I see a lot of similarities between Morgan and her predecessor activist 100 years ago, Inez Milholland:
  • Morgan is smart. She says she was the first in her class to graduate from college. She earned a Bachelor of Arts in Political Science from the University of Southern California and then went on to get a Master of Education Policy and Leadership at Seton Hall. 
  • Morgan is a street organizer. Inspired by her sister and other members of her family. She says she is also inspired by Ella Baker and Septima Poinsette Clark, both of whom worked on civil rights issues with Thurgood Marshall and the NAACP.
  • Morgan is a leader. She founded GirlTrek with her sister in Teaneck, N.J., and previously served as director of leadership development for one of the largest charter school networks in the country, Achievement First. Before Achievement First, Morgan directed the development and start-up of six public schools in NYC for St. Hope and the Urban Assembly, funded by the Bill and Melinda Gates Foundation. 
  • Morgan is a communicator. She began her career with Teach For America as a high school history teacher in Atlanta, GA, and later as a school administrator in Newark, NJ. Morgan was awarded Teach For America's 2012 Social Innovation Award.  
  • She is a popular speaker. She was recognized by the Awesome Foundation as a leader to watch. She recently addressed students at Yale and Princeton and opened the 2012 summit for the National Outdoor Leadership School.
She told me that she started GirlTrek two years ago because she was heartbroken that so many black women die of preventable diseases. She says that four out of five African American women are overweight and half of them are obese. Yet 70 percent of them are the breadwinners in the family. (I haven't checked any of these numbers, but they sound right.)

Morgan is trying to draw attention to the need for a change in diet and need for exercise through walks for black women's health. GirlTrek supports African American women and girls' living healthier lives by walking.

 GirlTrek, based in Washington, D.C. supports more than 15,000 walkers and is operated with the help of 300 volunteers and 145,000 supporters. GirlTrek aims to mobilize one million supporters to lead a "walking revolution for better health" in high-need communities across America.
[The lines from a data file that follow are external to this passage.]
PR #972, opened 2022-09-12
fix issues with jupyter_events 0.5.0

Zsailer:
Jupyter Events 0.5.0 enforces the `$id` field to be a URI. The unit tests here fail to meet this requirement. Updated the tests to handle this.


Zsailer:
The downstream tests appear to be failing for a separate reason.

blink1073 (approved):
Thanks!

PR #979, opened 2022-09-13
[Gateway] Fix and deprecate env whitelist handling

kevin-bates:
Today I learned that Lab includes the user's env in the `env` stanza of the kernel start request body.  I also learned that we were only filtering the server's env (i.e., the env of the jupyter server process) when applying the `env_whitelist` configurable to determine which envs to send to the gateway, then _unconditionally_ adding whatever was already in the start request's `env` stanza.  Instead, we need to be filtering _both_ the server's envs **and** the provided envs against the configured list.  This pull request makes this change.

GirlTrek's health movement relies on telling stories, providing active role models, organizing in the street, partnering with other organizations and just making the case to the media.

Morgan will keep them all moving by example and exhortation.

Comment

Morgan exemplifies the front edge of the woman's movement that dates itself back to the Seneca Falls Convention of 1848, and got itself renewed energy in the 1913 march sponsored by the National Woman's Party in Washington, which Inez Milholland led on horseback.

I was at the centennial march last year and have already commented that it was composed 95 percent of Deltas,  from all over the country. The Delta Sigma Theta sorority had just been founded at Howard University in 1913 is the activist sorority that Inez championed to be part of the Washington march.